»»
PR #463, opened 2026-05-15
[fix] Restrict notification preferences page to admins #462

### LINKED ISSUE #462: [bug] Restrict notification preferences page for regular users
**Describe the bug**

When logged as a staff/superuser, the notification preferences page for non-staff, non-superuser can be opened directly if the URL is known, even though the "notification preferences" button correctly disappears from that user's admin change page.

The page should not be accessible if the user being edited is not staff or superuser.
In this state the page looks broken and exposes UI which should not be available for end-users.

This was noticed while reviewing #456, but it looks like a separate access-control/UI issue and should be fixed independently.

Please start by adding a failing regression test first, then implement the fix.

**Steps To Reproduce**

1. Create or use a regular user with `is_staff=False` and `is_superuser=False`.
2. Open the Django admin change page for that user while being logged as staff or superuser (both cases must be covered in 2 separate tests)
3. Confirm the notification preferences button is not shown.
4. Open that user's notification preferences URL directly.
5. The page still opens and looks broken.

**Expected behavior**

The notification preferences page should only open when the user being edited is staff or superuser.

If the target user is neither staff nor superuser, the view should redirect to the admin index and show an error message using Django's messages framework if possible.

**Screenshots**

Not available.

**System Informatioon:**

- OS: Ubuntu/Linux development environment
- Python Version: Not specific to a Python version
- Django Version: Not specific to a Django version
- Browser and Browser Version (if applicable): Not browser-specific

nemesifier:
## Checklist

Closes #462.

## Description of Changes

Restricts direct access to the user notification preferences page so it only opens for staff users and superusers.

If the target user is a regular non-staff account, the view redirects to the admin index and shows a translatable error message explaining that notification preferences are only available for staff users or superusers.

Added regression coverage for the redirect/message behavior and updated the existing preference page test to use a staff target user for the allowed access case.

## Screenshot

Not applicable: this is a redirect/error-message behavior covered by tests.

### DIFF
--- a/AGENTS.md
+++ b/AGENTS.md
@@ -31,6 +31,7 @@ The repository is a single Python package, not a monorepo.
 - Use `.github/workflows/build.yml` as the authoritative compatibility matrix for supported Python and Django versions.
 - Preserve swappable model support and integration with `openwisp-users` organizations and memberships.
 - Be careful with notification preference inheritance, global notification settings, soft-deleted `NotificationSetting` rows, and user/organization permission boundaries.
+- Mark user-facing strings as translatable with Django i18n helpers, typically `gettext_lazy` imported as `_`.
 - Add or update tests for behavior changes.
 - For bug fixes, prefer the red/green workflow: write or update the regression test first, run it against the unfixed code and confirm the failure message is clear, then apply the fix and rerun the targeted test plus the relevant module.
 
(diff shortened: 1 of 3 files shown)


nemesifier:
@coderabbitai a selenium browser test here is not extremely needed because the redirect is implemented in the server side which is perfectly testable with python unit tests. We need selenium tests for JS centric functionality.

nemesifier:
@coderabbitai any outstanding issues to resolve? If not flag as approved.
««
**Brief:** Retype the material exactly.

**Solution to this exercise:**
PR #463, opened 2026-05-15
[fix] Restrict notification preferences page to admins #462

### LINKED ISSUE #462: [bug] Restrict notification preferences page for regular users
**Describe the bug**

When logged as a staff/superuser, the notification preferences page for non-staff, non-superuser can be opened directly if the URL is known, even though the "notification preferences" button correctly disappears from that user's admin change page.

The page should not be accessible if the user being edited is not staff or superuser.
In this state the page looks broken and exposes UI which should not be available for end-users.

This was noticed while reviewing #456, but it looks like a separate access-control/UI issue and should be fixed independently.

Please start by adding a failing regression test first, then implement the fix.

**Steps To Reproduce**

1. Create or use a regular user with `is_staff=False` and `is_superuser=False`.
2. Open the Django admin change page for that user while being logged as staff or superuser (both cases must be covered in 2 separate tests)
3. Confirm the notification preferences button is not shown.
4. Open that user's notification preferences URL directly.
5. The page still opens and looks broken.

**Expected behavior**

The notification preferences page should only open when the user being edited is staff or superuser.

If the target user is neither staff nor superuser, the view should redirect to the admin index and show an error message using Django's messages framework if possible.

**Screenshots**

Not available.

**System Informatioon:**

- OS: Ubuntu/Linux development environment
- Python Version: Not specific to a Python version
- Django Version: Not specific to a Django version
- Browser and Browser Version (if applicable): Not browser-specific

nemesifier:
## Checklist

Closes #462.

## Description of Changes

Restricts direct access to the user notification preferences page so it only opens for staff users and superusers.

If the target user is a regular non-staff account, the view redirects to the admin index and shows a translatable error message explaining that notification preferences are only available for staff users or superusers.

Added regression coverage for the redirect/message behavior and updated the existing preference page test to use a staff target user for the allowed access case.

## Screenshot

Not applicable: this is a redirect/error-message behavior covered by tests.

### DIFF
--- a/AGENTS.md
+++ b/AGENTS.md
@@ -31,6 +31,7 @@ The repository is a single Python package, not a monorepo.
 - Use `.github/workflows/build.yml` as the authoritative compatibility matrix for supported Python and Django versions.
 - Preserve swappable model support and integration with `openwisp-users` organizations and memberships.
 - Be careful with notification preference inheritance, global notification settings, soft-deleted `NotificationSetting` rows, and user/organization permission boundaries.
+- Mark user-facing strings as translatable with Django i18n helpers, typically `gettext_lazy` imported as `_`.
 - Add or update tests for behavior changes.
 - For bug fixes, prefer the red/green workflow: write or update the regression test first, run it against the unfixed code and confirm the failure message is clear, then apply the fix and rerun the targeted test plus the relevant module.
 
(diff shortened: 1 of 3 files shown)


nemesifier:
@coderabbitai a selenium browser test here is not extremely needed because the redirect is implemented in the server side which is perfectly testable with python unit tests. We need selenium tests for JS centric functionality.

nemesifier:
@coderabbitai any outstanding issues to resolve? If not flag as approved.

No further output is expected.